*Activity*
Produce an exact copy of the lines below, starting at the first and ending with the line containing "because its fixed".

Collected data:
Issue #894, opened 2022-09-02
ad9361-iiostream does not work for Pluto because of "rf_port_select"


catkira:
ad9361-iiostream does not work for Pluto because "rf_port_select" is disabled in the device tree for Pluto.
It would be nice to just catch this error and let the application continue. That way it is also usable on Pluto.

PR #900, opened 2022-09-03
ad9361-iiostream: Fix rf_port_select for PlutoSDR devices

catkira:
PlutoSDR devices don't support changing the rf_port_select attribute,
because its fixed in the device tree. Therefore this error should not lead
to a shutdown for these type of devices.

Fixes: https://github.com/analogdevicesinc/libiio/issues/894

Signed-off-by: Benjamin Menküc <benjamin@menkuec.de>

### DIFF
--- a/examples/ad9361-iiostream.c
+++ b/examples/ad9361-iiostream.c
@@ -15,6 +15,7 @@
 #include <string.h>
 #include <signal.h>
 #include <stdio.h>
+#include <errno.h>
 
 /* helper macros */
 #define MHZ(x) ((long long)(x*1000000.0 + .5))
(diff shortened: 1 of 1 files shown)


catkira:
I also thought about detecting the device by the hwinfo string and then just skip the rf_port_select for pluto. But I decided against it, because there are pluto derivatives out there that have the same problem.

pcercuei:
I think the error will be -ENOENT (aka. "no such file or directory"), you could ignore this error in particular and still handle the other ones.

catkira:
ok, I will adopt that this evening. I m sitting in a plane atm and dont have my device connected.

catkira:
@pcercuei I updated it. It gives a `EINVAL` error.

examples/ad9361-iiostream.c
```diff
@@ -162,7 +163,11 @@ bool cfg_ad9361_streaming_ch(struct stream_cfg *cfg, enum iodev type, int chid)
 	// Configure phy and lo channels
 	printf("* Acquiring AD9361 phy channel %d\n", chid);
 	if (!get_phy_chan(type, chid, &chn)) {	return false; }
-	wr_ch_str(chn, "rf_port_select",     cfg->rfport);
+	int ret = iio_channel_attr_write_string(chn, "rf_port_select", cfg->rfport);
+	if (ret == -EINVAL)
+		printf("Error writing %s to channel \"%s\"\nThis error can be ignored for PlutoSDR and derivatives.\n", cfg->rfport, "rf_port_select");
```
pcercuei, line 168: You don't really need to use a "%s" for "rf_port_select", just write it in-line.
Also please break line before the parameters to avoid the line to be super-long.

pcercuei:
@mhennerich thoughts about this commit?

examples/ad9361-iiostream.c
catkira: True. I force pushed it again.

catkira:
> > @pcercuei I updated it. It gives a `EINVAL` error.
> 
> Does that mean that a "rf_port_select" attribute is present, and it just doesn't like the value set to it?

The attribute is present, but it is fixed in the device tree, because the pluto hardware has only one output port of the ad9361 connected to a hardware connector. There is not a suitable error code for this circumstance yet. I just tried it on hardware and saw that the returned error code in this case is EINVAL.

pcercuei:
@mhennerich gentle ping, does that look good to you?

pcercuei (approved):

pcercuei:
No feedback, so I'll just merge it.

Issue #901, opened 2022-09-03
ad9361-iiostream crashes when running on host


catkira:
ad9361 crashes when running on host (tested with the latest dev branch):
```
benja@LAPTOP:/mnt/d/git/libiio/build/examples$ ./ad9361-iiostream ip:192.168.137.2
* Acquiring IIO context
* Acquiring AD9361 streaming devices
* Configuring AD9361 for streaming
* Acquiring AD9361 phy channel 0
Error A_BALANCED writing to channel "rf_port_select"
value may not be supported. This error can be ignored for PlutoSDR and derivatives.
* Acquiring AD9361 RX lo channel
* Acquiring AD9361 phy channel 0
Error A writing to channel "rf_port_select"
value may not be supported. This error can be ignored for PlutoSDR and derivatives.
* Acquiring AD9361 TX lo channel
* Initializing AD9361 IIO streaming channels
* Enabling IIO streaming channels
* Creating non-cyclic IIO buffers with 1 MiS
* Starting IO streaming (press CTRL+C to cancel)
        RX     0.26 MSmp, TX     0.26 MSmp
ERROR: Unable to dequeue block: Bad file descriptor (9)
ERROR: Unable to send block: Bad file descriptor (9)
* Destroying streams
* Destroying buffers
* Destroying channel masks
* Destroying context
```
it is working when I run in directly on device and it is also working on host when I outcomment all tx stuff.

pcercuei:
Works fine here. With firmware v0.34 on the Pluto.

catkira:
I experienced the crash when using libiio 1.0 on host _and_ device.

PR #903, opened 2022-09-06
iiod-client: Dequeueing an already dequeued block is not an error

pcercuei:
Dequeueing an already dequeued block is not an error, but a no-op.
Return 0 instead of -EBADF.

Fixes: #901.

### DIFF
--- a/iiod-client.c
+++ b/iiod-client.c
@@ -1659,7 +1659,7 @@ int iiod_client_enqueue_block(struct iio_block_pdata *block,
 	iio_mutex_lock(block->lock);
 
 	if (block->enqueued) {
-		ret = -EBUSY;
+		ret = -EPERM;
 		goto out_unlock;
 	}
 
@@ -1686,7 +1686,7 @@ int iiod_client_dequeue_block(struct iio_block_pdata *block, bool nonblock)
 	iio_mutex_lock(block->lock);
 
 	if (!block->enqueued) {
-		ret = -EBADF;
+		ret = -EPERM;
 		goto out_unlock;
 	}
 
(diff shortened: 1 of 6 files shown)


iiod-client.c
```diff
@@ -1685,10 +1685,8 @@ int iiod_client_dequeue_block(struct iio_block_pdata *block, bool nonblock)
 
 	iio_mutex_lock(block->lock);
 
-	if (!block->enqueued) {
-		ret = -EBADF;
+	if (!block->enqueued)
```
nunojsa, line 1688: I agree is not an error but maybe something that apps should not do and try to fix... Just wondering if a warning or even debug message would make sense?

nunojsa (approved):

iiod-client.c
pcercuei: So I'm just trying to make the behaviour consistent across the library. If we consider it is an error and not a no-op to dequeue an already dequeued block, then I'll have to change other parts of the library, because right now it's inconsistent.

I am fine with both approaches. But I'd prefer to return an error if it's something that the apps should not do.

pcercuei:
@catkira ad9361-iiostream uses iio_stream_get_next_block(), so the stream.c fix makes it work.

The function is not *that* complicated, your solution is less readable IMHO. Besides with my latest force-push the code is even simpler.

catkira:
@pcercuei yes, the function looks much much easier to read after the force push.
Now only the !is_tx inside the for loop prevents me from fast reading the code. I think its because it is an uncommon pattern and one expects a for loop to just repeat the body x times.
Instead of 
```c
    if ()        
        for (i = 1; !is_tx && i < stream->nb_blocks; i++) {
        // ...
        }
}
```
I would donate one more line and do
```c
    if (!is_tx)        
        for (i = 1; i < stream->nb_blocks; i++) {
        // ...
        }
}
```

*Solution for this problem*
Issue #894, opened 2022-09-02
ad9361-iiostream does not work for Pluto because of "rf_port_select"


catkira:
ad9361-iiostream does not work for Pluto because "rf_port_select" is disabled in the device tree for Pluto.
It would be nice to just catch this error and let the application continue. That way it is also usable on Pluto.

PR #900, opened 2022-09-03
ad9361-iiostream: Fix rf_port_select for PlutoSDR devices

catkira:
PlutoSDR devices don't support changing the rf_port_select attribute,
because its fixed in the device tree. Therefore this error should not lead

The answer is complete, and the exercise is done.